PR #204, opened 2017-11-13
Crowd sourcing API Implementation for getting component to be tagged and setting tags to component.

ravsa:
1. Get next untagged component for an ecosystem
    - Component from the same ecosystem that user is familiar to (based on IDE or user choosing)
    - The Same user should not tag the same component twice

2. Set the tags when the user submits them
    - Create a user if does not exist
    - Create an edge if not exists such as User -> has_tagged -> Package


bayesian/utils.py
```diff
@@ -337,9 +342,13 @@ def build_nested_schema_dict(schema_dict):
 
 def get_next_component_from_graph(ecosystem, user_id):
     tag_count = 2
-    qstring = "user = g.V().has('userid', '{uid}').next();\
-            g.V(user).as('u').V().has('ecosystem','{e}').has('manual_tagging_required', true).has('tags_count', not(within({tc}))).coalesce(inE('has_tagged').as('pkg').outV().as('b').where('u', neq('b')).outE('has_tagged').inV().as('np').where('pkg', neq('np')), V().has('ecosystem','{e}').has('manual_tagging_required', true).not(inE('has_tagged'))).limit(1).valueMap();".format(
-                    uid=user_id, e=ecosystem, tc=tag_count)
+    qstring = ("user = g.V().has('userid', '{uid}').next();"
```
miteshvp: @ravsa - on second thoughts, I guess, its better to create a user node while fetching. You can implement the way it is done below
`"user = g.V().has('userid','{user_id}').tryNext().orElseGet{{graph.addVertex("
               "'vertex_label', 'User', 'userid', '{user_id}', {company})}};
`

bayesian/utils.py
```diff
@@ -340,15 +340,21 @@ def build_nested_schema_dict(schema_dict):
     return result
 
 
-def get_next_component_from_graph(ecosystem, user_id):
+def get_next_component_from_graph(ecosystem, user_id, company):
```
miteshvp: maybe `company=None`, because you might not get company decoded if its anoffline token or minimalist token

bayesian/utils.py
```diff
@@ -340,15 +340,21 @@ def build_nested_schema_dict(schema_dict):
...
     tag_count = 2
-    qstring = ("user = g.V().has('userid', '{uid}').next();"
+    qstring = ("user = g.V().has('userid','{uid}').tryNext().orElseGet{{graph.addVertex("
+               "'vertex_label', 'User', 'userid', '{uid}', {company})}};"
```
miteshvp: "'vertex_label', 'User', 'userid', '{uid}', {company})}};"
Extra comma after '{uid}' needs to be removed

bayesian/utils.py
```diff
@@ -339,12 +340,82 @@ def build_nested_schema_dict(schema_dict):
     return result
 
 
+def get_next_component_from_graph(ecosystem, user_id, company):
+    tag_count = 2
```
samuzzal-choudhury: @ravsa this tag count should be provided as a configurable in `default_config.py` and it should be made available through an environment variable.

You can make an entry for a new environment variable in openshift/template.yaml.

PR #210, opened 2017-11-16
Added home area for user coreapi

samuzzal-choudhury:
This should fix the issue https://github.com/openshiftio/openshift.io/issues/814.

The theory is that - coreapi user is created without a home area whereas .gitconfig file needs a home to get created.


msrb:
Hmm... wait, so we are cloning git repositories in the context of a request? That doesn't seem right :/ LGTM for this change, but I suspect there will be more problems...

PR #213, opened 2017-11-20
Fix Pylint warnings in Alembic directory

tisnik:
We are going to check ALL sources (even the generated ones), so it is needed to fix them all.


pkajaba:
It looks good, but I have just one comment. Why don't you enable checking of alembic dir in this commit?

pkajaba:
@tisnik ^^

tisnik:
@pkajaba I need to fix other sources as well. I'm going to prepare bigger PR for tomorrow (I'm just in the middle of work) and it definitely will contain update for the Pylinter script as well.

PR #214, opened 2017-11-21
Fix all remainded alembic warnings

tisnik:
Now all source files are checked by Pylint:
https://fabric8-analytics.github.io/dashboard/dashboard.html

Also detailed report:
https://fabric8-analytics.github.io/dashboard/repository_fabric8-analytics-server.html


check-docstyle.sh
```diff
@@ -1,4 +1,4 @@
-directories="bayesian hack tests"
+directories="bayesian hack tests alembic"
```
pkajaba: why don't you include here also setup.py?

PR #217, opened 2017-11-29
[WIP] Add endpoints and implementation for bookkeeping API

tuxdna:
Fixes issue:

 * https://github.com/openshiftio/openshift.io/issues/1404


msrb:
I am wondering if `jobs` wouldn't be a better place where to implement this API. I know `jobs` is quite overloaded already with different API endpoints, and we should clean it up some day, but it's currently the API for managing the data ingestion part of the system. This API server is an entry point for OSIO users and they probably won't be interested in our internal bookkeeping data.

@tuxdna what do you think Saleem?

tuxdna:
@msrb: I was also thinking about putting this logic in Jobs API as well. Yes we can instead move bookkeeping to Jobs.

tuxdna:
Closing because this API will be part of Jobs now - https://github.com/fabric8-analytics/fabric8-analytics-jobs/pull/218

PR #220, opened 2017-12-18
Add companion confidence and count statements

sara-02:
Part of user-story https://github.com/openshiftio/openshift.io/issues/1674

### DIFF
--- a/bayesian/utils.py
+++ b/bayesian/utils.py
@@ -31,6 +31,9 @@ gremlin_url = "http://{host}:{port}".format(
     host=os.environ.get("BAYESIAN_GREMLIN_HTTP_SERVICE_HOST", "localhost"),
     port=os.environ.get("BAYESIAN_GREMLIN_HTTP_SERVICE_PORT", "8182"))
 
+companion_reason_statement = "along with the provided input stack. " \
+    "Do you want to consider adding this Package?"
+
 
 def get_recent_analyses(limit=100):
     return rdb.session.query(Analysis).order_by(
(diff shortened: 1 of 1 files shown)


bayesian/utils.py
```diff
@@ -624,15 +627,17 @@ def _check_usage_outlier(self, pkg_name, manifest_response):
 
     def _companion_reason(self, manifest_response):
         """
-        It will populate the simple reason for each companion package
+        It will populate the simple reason for each companion package.
```
pkajaba: please follow https://www.python.org/dev/peps/pep-0257/ so we don't have to manually do everything.

sara-02: @pkajaba I did not write the doc-string, just updated it as per our `doc-string checker`.

sara-02:
@pkajaba I have added the user-story in the description section, should suffice your questions.

sara-02:
@miteshvp we will have confidence score as column, and hover-reasoning part can remain same as it was before.

bayesian/utils.py
pkajaba: yes, but if you change ones which you encounter (which is fairly easy) we end up with better coverage and less work in future.

pkajaba:
>  I have added the user-story in the description section, should suffice your questions.

@sara-02 I see, thanks. However, I think that this kind of reasoning should be generated at the client side. @miteshvp what do you think?

bayesian/utils.py
```diff
@@ -624,15 +627,17 @@ def _check_usage_outlier(self, pkg_name, manifest_response):
...
             name = pkg.get("name")
-            stack_count = str(pkg.get("cooccurrence_probability"))
-            sentence = "Package {} appears in {} different stacks along with the provided input " \
-                       "stack. Do you want to consider adding this Package?"\
-                .format(name, stack_count)
-            pkg["reason"] = sentence
+            stack_confidence = str(pkg.get("cooccurrence_probability"))
+            stack_count = str(pkg.get("cooccurrence_count"))
+            count_sentence = "Package {} appears in {} different stacks".format(
+                name, stack_count)
```
tisnik: I would not add the whole sentences into the REST API response. This is job for a consumer to do it properly (with possible translations etc. etc.)

miteshvp: @tisnik - IMHO, client should be dumb enough to populate key value pairs. Having said that, we maintain different UI (OSIO stack report, stack-report portal, VSCode IDE, Devstudio IDE) and in the future we will add more. Hence it made more sense to send the reasoning from API server so that all clients gets exact messaging as we need plus lot less maintenance. I hope I answered your query.

pkajaba: @miteshvp OK, so @sara-02  would you kindly update documentation of our API endpoint to reflect this new field?

sara-02: @pkajaba please share the link for the same.

pkajaba: cc @samuzzal-choudhury I can't find it, but there should be anything like that, right?

sara-02: @pkajaba does not look like it is in this repo, will have to create a new PR in which ever repo it is.

miteshvp:
LGTM

PR #223, opened 2017-12-21
Fixed some docstrings

tisnik:


bayesian/auth.py
```diff
@@ -45,6 +46,7 @@ def decode_token():
 
 
 def login_required(view):
+    """Check if the login is required and if the used can be authorized."""
```
jpopelka: used -> user

hack/auth_test_fixtures/generate_auth_token.py
```diff
@@ -1,7 +1,7 @@
-'''
-Script to generate an authentication token to be passed as header
-with requests to Bayesian API
-'''
+"""Script to generate an authentication token.
+
+This tokes is to be passed as header with requests to Bayesian API.
```
jpopelka: tokes -> token ?

PR #230, opened 2018-01-07
Introducing high performant endpoint analysis to perform stack analysis

samuzzal-choudhury:


bayesian/api_v1.py
```diff
@@ -840,7 +845,116 @@ def post():
...
+            api_url = current_app.config['F8_API_BACKBONE_HOST']
+
+            d = DependencyFinder()
+            deps = d.execute(args, rdb.session)
+            deps['external_request_id'] = request_id
+
+            _session.post('{}/api/v1/stack_aggregator'.format(api_url), json=deps)
+            _session.post('{}/api/v1/recommender'.format(api_url), json=deps)
+        except Exception as exc:
+            print(exc)
```
miteshvp: remove print debugs

hack/coreapi-server.sh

**ASSIGNMENT:** Return from the data every line that holds "client".

**SOLUTION TO THE PROBLEM:**
@sara-02 I see, thanks. However, I think that this kind of reasoning should be generated at the client side. @miteshvp what do you think?
miteshvp: @tisnik - IMHO, client should be dumb enough to populate key value pairs. Having said that, we maintain different UI (OSIO stack report, stack-report portal, VSCode IDE, Devstudio IDE) and in the future we will add more. Hence it made more sense to send the reasoning from API server so that all clients gets exact messaging as we need plus lot less maintenance. I hope I answered your query.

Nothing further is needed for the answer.